These Are The Sectors Most-Targeted By Cybercrime

March 28, 2024   |   Tags:
These Are The Sectors Most-Targeted By Cybercrime

The Cold War fought via clandestine operations with boots on the ground and proxy conflicts between parties backed by the U.S., China or Russia might be a thing of the past, but the times of bloc-based warfare are far from over.

Now, as Statista's Flrian Zandt reports, a majority of the theaters of war have become digital, with state-sponsored or -affiliated groups conducting cyber warfare against targets in various sectors.

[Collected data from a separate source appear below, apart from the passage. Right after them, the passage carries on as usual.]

Issue #10789, opened 2024-07-22
Add auto-complete for table names while typing on SQL editor


joaoviana:
Acceptance criteria
- [ ] When I type a table, I get an autocomplete/intellisense suggestion to use it - for example "postgres"."orders"
- [ ] I **don't** get autocomplete for fields available (needs an extra endpoint)

PR #10792, opened 2024-07-22
feat: add SQL editor autocompletion

joaoviana:
Closes: https://github.com/lightdash/lightdash/issues/10789

### Description:

Gets tables from server state (cached because the list on left side-bar is already loaded)
Generates quoted table autocompletion.

Demo:

https://github.com/user-attachments/assets/3c6f148f-c5b2-4907-b5a3-dee091cc7ebf

### Reviewer actions

### DIFF
--- a/packages/frontend/src/features/sqlRunner/components/SqlEditor.tsx
+++ b/packages/frontend/src/features/sqlRunner/components/SqlEditor.tsx
@@ -109,6 +109,7 @@ const LIGHTDASH_THEME = {
 const registerCustomCompletionProvider = (
     monaco: Monaco,
     language: string,
+    quoteChar: string,
     tables: string[],
 ) => {
     monaco.languages.registerCompletionItemProvider(language, {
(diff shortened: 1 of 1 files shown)


owlas (approved):

rephus:
We only autocomplete tables, right ? it would be useful to also autocomplete `fields` at least for the selected table 

image

rephus:
Field autocompletion is out of scope

-  I don't get autocomplete for fields available (needs an extra endpoint)
 
 But I don't think we need a new endpoint for it, right ? it would be nice to also have fields, at least for the `selected table` is this going to be done on a separate ticket ?

joaoviana:
> But I don't think we need a new endpoint for it, right ? it would be nice to also have fields, at least for the `selected table` is this going to be done on a separate ticket ?

It will be done 

> Field autocompletion is out of scope
> 
> * I don't get autocomplete for fields available (needs an extra endpoint)
> 
> But I don't think we need a new endpoint for it, right ? it would be nice to also have fields, at least for the `selected table` is this going to be done on a separate ticket ?

Yup, agree, it would be nice to include the fields when the user selects a table! But to get all we then need a different approach... I've added a separate task in: https://github.com/lightdash/lightdash/issues/10616

PR #18830, opened 2025-12-15
chore: add beta badge to maps

magnew:
### Description:

- Adds the beta badge to the map chart type
- I decided this made more sense in the selection than on the map itself -- this way developers selecting the chart will see it, but viewers will not. We could add it elsewhere if necessary. 
- I re-used the existing beta badge

### DIFF
--- a/packages/frontend/src/components/Explorer/VisualizationCardOptions/index.tsx
+++ b/packages/frontend/src/components/Explorer/VisualizationCardOptions/index.tsx
@@ -5,7 +5,7 @@ import {
     FeatureFlags,
     isSeriesWithMixedChartTypes,
 } from '@lightdash/common';
-import { Button, Menu } from '@mantine/core';
+import { Button, Group, Menu } from '@mantine/core';
 import {
     IconChartArea,
     IconChartAreaLine,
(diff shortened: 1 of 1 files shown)


magnew:
* **#18830** <a href="https://app.graphite.com/github/pr/lightdash/lightdash/18830?utm_source=stack-comment-icon" target="_blank">Graphite</a> 👈 <a href="https://app.graphite.com/github/pr/lightdash/lightdash/18830?utm_source=stack-comment-view-in-graphite" target="_blank">(View in Graphite)</a>
* `main`


<h2></h2>

packages/frontend/src/components/Explorer/VisualizationCardOptions/index.tsx
```diff
@@ -188,8 +189,8 @@ const VisualizationCardOptions: FC = memo(() => {
                 };
             case ChartType.MAP:
                 return {
-                    text: 'Map',
-                    icon: <MantineIcon icon={IconMap} color="gray" />,
+                    text: 'Map (Beta)',
```
rephus, line 192: we can probably remove this (Beta) if we already have the official badge below 

Image

rephus (approved):

packages/frontend/src/components/Explorer/VisualizationCardOptions/index.tsx
magnew: Sure, yea, I wasn't sure how heavy-handed to be

magnew: Well, now that I played with it, I think we should keep it. Mostly because if you are editing an existing map, it's the only indication that its a beta. I want editors to see it, but not necessarily viewers so I dont want to put it on the map itself. 

Let me know if you disagree 😄 -- I don't have a strong opinion, but it seems like a reasonable compromise at the moment.

PR #18854, opened 2025-12-16
fix: normalize warehouse name comparison in mergeWarehouseCredentials

rephus:
Closes: #ISSUE_NUMBER

### Description:
Fix Snowflake warehouse comparison in mergeWarehouseCredentials function by adding case-insensitive and whitespace-trimming logic. This ensures that warehouses with the same name but different casing or whitespace are properly recognized as identical.

### DIFF
--- a/packages/common/src/types/projects.ts
+++ b/packages/common/src/types/projects.ts
@@ -283,6 +283,10 @@ export const mergeWarehouseCredentials = <T extends CreateWarehouseCredentials>(
 ): T => {
     // If types don't match, return newCredentials as-is (can't merge different warehouse types)
     if (baseCredentials.type !== newCredentials.type) {
+        // eslint-disable-next-line no-console
+        console.info(
+            `Skipping merge of warehouse credentials due to differing types: ${baseCredentials.type} and ${newCredentials.type}`,
+        );
         return newCredentials;
     }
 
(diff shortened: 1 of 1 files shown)


rephus:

Infographic: The Sectors Most Targeted By Cybercrime | Statista

You will find more infographics at Statista

According to a recent Reuters report, United States and United Kingdom officials imposed sanctions against the hacking group Advanced Persistent Threat 31 and indicted seven of its members on Monday, citing a "decade-plus spying spree [compromising] defense contractors, dissidents and a variety of U.S. companies, including American steel, energy, and apparel firms."

The group is allegedly linked to the Chinese government, which refuted the claims made by U.S. and U.K. authorities. Apart from China, such allegations are mostly aimed at Russian and North Korean groups, many of the latter of which have also been connected to crypto heists reportedly funding the nation's nuclear program.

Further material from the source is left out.